Similar studies were performed on lnPr versus lnT plot at 9 kV/cm electric field which is shown in Fig. 9. Mathematically, the plot can be expressed by the equation:

$${\text{ln}}{{\text{P}}_{\text{r}}}={\delta} {\text{lnT }}+{\text{ }}{{\text{Y}}_{{\text{Pr}}}}$$
(4)

where δ is the slope of the plot and YPr is the Y- intercept.

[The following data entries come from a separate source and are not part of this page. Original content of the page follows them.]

Issue #37, opened 2020-02-29
solid color on card text


SamLubbers:
By default on vuetify, the text inside card descriptions (inside `v-card-text`) is lighter. See images below.

Light             |  Dark
:-------------------------:|:-------------------------:
<img width="300" alt="Screenshot 2020-02-29 at 15 26 17" src="https://user-images.githubusercontent.com/15846595/75609342-f1ed9780-5b07-11ea-81c3-792642e3bbb9.png"> | <img width="300" alt="Screenshot 2020-02-29 at 15 26 43" src="https://user-images.githubusercontent.com/15846595/75609344-f2862e00-5b07-11ea-9732-61ca462d9e1f.png">

We want this text to have the regular solid font colour. The way we take care of this right now is to use CSS classes in each component that uses `v-card`. This is clearly inefficient as we would have to use these classes every time we use `v-card`. 

To set the font colour for card-text we can override Vuetify globals. The global that makes this text lighter is `'secondary-text-percent'` in `$material-dark` & `$material-light` (found in `vuetify/src/styles/settings/_dark.scss` and `vuetify/src/styles/settings/_light.scss`.

In theory, we should be able to override this global by adding the following to `src/styles/variables.scss`

```scss
$material-light: (
  "secondary-text-percent": map-get($material-light, "primary-text-percent"),
);

$material-dark: (
  "secondary-text-percent": map-get($material-dark, "primary-text-percent"),
);
```
This does not work at the moment, but it should in theory work because there are other globals that we override with this method

```scss
$material-light: (
  "background": map-get($shades, "white"),
);

$material-dark: (
  "background": #121212,
    "cards": #1e1e1e,
);
```

Issue #36, opened 2020-02-28
View by clicking card


SamLubbers:
open the detail view of a role or task by clicking anywhere on the card in the overview, rather than just 'read more'. The cursor should also become a pointer when hovering over those cards.

Issue #33, opened 2020-02-23
Due date


SamLubbers:
#### Roles
When creating new roles, rebels should specify until which date the role position is relevant. When that date is passed and the role is still not filled, volunteers shouldn't be able to see that role anymore. This solves two problems:

* Volunteers applying for outdated positions and getting a rejection or no reply at all. If this happens once it is okay but if it happens multiple times volunteers will lose trust in our system and stop using it. 
* Not being able to find relevant roles and positions.

#### creation
1. see due date in the role detail view
2. add due date when creating a new role

abudaan:
I have added the fields `date_added` and `due_date` to the role and task tables.

SamLubbers:
Closed in #99 :tada:

PR #42, opened 2020-03-08
Task detail view

### LINKED ISSUE #5: Task creation
Implement all steps for the use case [#3: creating a task](https://github.com/xrnl/aginun/wiki/Functional-Specification#3-creating-a-task), except for the steps that require user authentication.

This issue can be easily completed once #1 is done.

JBuma:
I added a task creation dialog, with some store mutations, and the necessary routes. It is absolutely not DRY, since we want to get this in the air as quickly as possible, i copy-pasted a lot from the roles. Once we have a little more time, this will need to be refactored.
Also fixed some smaller issues: #37, and #36 

 closes #5 #7 #37, and #36

### DIFF
--- a/src/components/roles/RoleCard.vue
+++ b/src/components/roles/RoleCard.vue
@@ -1,5 +1,5 @@
 <template>
-  <default-card>
+  <default-card :to="`roles/view/${role.id}`">
     <template #header>
       {{ role.workingGroup.text }}
     </template>
@@ -17,11 +17,6 @@
         </span>
         <span class="overline text-uppercase">hours / week</span>
       </span>
-    </template>
-    <template #action>
-      <v-btn text dark color="primary" :to="`roles/view/${role.id}`">
-        Read More
-      </v-btn>
     </template>
   </default-card>
 </template>
--- a/src/components/roles/RoleCard.vue
+++ b/src/components/roles/RoleCard.vue
@@ -18,6 +18,11 @@
         <span class="overline text-uppercase">hours / week</span>
       </span>
     </template>
+    <template #action>
+      <v-btn text dark color="primary" :to="`roles/view/${role.id}`">
+        Read More
+      </v-btn>
+    </template>
   </default-card>
 </template>
 
--- a/src/components/tasks/NewTaskDialog.vue
+++ b/src/components/tasks/NewTaskDialog.vue
@@ -1,9 +1,9 @@
 <template>
   <v-dialog :value="value" width="600px" @input="$emit('input', false)">
     <v-card class="pa-4">
-      <h2>New role</h2>
+      <h2>New Task</h2>
       <validation-observer ref="form" v-slot="{ invalid, handleSubmit }">
-        <form @submit.prevent="handleSubmit(publishRole)">
+        <form @submit.prevent="handleSubmit(publishTask)">
           <validation-provider
             v-slot="{ errors }"
             rules="required|alpha_spaces|max:30"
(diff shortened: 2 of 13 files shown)


src/components/roles/RoleCard.vue
```diff
@@ -18,11 +18,6 @@
         <span class="overline text-uppercase">hours / week</span>
       </span>
     </template>
-    <template #action>
-      <v-btn text dark color="primary" :to="`roles/view/${role.id}`">
-        Read More
-      </v-btn>
-    </template>
```
SamLubbers: can you add the 'read more' text back on the card? Even if the entire card is clickable it is still useful that there is some text indicating that users can click on the card to read more. See [this interface](https://careers.google.com/jobs/results/?company=Google&company=YouTube&company=Google%20Fiber&employment_type=FULL_TIME&hl=en_US&jlo=en_US&q=&sort_by=relevance) as an example. It has the `expand` text at the bottom of each card, even though it is possible to expand by clicking anywhere on the card.

src/components/tasks/NewTaskDialog.vue
```diff
@@ -0,0 +1,291 @@
...
+              item-value="value"
+              item-text="text"
+              return-object
+              label="Working group"
+              :error-messages="errors"
+            />
+          </validation-provider>
+          <p style="color: gray" class="caption">
+            Responsibilities
+          </p>
```
SamLubbers: remove responsibilities as that was specific to only roles.

src/components/tasks/NewTaskDialog.vue
```diff
@@ -0,0 +1,291 @@
...
+            <v-textarea
+              v-model="requirements"
+              label="Requirements (optional)"
+              placeholder="Skills, experience, equipment"
+              :error-messages="errors"
+            />
+          </validation-provider>
+          <validation-provider
+            v-slot="{ errors }"
+            rules="max:1000"
```
SamLubbers: The task description should be required as tasks do not have the `responsibilities` field.
```suggestion
            rules="required|max:1000"
```

src/components/tasks/NewTaskDialog.vue
```diff
@@ -0,0 +1,291 @@
...
+            name="description"
+          >
+            <v-textarea
+              v-model="description"
+              label="Description (optional)"
```
SamLubbers: description should be required (see previous comment)
```suggestion
              label="Description"
```

src/components/tasks/NewTaskDialog.vue
```diff
@@ -0,0 +1,291 @@
...
+              placeholder="Any additional information not specified in the set of responsibilities.
+        
+This can include information about the circle or the specific project that the task is needed for."
```
SamLubbers: Updated the placeholder because tasks do not have responsibilities & the explanation of the task needs to go in the description. 
```suggestion
              placeholder="Purpose of the task and how to complete it.  
              
You can also include other relevant information such as the circle or the project that the task is needed for."
```

src/store/modules/meta.js
```diff
@@ -6,5 +6,12 @@ export default {
       { min: 11, max: 20 },
       { min: 21, max: 30 },
     ],
+    taskTimeCommitments: [
+      { min: 1, max: 5 },
+      { min: 6, max: 10 },
+      { min: 11, max: 20 },
+      { min: 21, max: 30 },
+      { min: "More" },
```
SamLubbers: I suggest removing `more` as an option for time commitment, as a task of more than 30 hours can be too long and could possibly be split into smaller tasks. 

If you think we should still leave the option I suggest you replace the word `more` with `30+` That way users see `30+ hours` on the card instead of `more hours`. 
```suggestion
```

src/components/tasks/TaskCard.vue
```diff
@@ -15,11 +15,6 @@
         <span class="overline text-uppercase">hours</span>
       </span>
     </template>
-    <template #action>
-      <v-btn text dark color="primary">
-        Read More
-      </v-btn>
-    </template>
```
SamLubbers: add `read more` text back into task card. (see comment in `RoleCard.vue`)

JBuma:
Incorporated your requested changes. I haven't done #33 yet, that might be better to do in a different pr.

In this study also, the obtained experimental values are in accordance with Eq. (4) and value of slope δ is supported by theoretical results. The scaling relationship between Ec and Pr with temperature at different electric fields can be explained on the basis of ferroelectric domain switching [56,57,58,59,60]. Ferroelectric domain switching is the process when the dipoles change from one spontaneously polarised state to the other by applied electric field. The domain switching is a regular phenomenon in all the ferroelectric materials, but the behaviour can be different for different compositions at morphotropic phase boundaries, crystal structure, doping, defects and domain states. The phenomenon of switching of domains is attributed to two mechanisms: one is domain wall motion and other is nucleation of domains. At lower electric fields, the nucleation is slow which dominates the switching process, while at higher electric fields the domain wall switching is feasible and the dipoles orient in the direction of electric field. As the electric field increases, the area of hysteresis loop increases and attains its saturation value. The domain wall motion is greatly influenced by temperature because the rise in temperature increases the lattice vibrations due to which the orientation of dipoles increases, which reduces the stability of polarization. Hence, the hysteresis loop area decreases with increasing temperature. The polarization of domains takes place in two steps; switchable polarization in domain (Ps) and back switched polarization (Pr). When external field is applied, the polarization reaches to its maximum value Ps and when it is withdrawn, the polarization remains Pr. This phenomena is known as back switching polarization (Pbc) and its value is given as:

$${{\text{P}}_{{\text{bc}}}}={\text{ }}{{\text{P}}_{\text{s}}} - {\text{ }}{{\text{P}}_{\text{r}}}$$
(5)

Figure 10 depicts the plot of back switching polarization (Ps–Pr) against temperature (T K). The plot indicates that the back switching polarization initially increases with temperature up to 400 K and then decreases signifying the phase transition at 400 K. The back switching polarization also follows the Arrhenius law as given below:

$${{\text{P}}_{\text{s}}} - {{\text{P}}_{\text{r}}}={\text{ }}{{\text{P}}_0}{\text{exp}}\left( {\frac{{ - {E_A}}}{{{K_B}T}}} \right)$$
(6)

where EA is the average activation energy of trapped charge defect such as oxygen vacancy, and P0 is a constant. In order to estimate the activation energy involved in the domain switching, the slope of the plot ln(Ps − Pr) versus 1000/T is used (Fig. 11).

Fig. 10
figure 10

Plot of back switching polarization (Ps − Pr) with temperature at 9 kV/cm electric field

Full size image
Fig. 11
figure 11

Plot of log(Ps − Pr) with 1000/T at 9 kV/cm electric field

Full size image

4 Conclusions

In this study, the BaZr0.05Ti0.95O3 ceramic is successfully prepared by SSRT. The structural analyses are carried out by XRD and Raman spectroscopy which validate that the material exhibits orthorhombic symmetry. The temperature dependent dielectric behaviour shows the existence of three phase transitions for the present composition. The diffuseness is found to result due to chemical inhomogeneity, and corresponding parameters are obtained from the modified Curie–Wiess law. As an indication of Olsen cycle, it is observed that the present composition would be a suitable candidate for scavenging of waste thermal energy. The ferroelectric scaling relations for coercive field (Ec), remnant polarization (Pr), as a function of temperature (T) are also estimated. The temperature-dependence back-switching kinetics is found to follow the Arrhenius law. The results presented in the manuscript will provide a brief idea about the hysteresis behaviour with temperature under external electric field.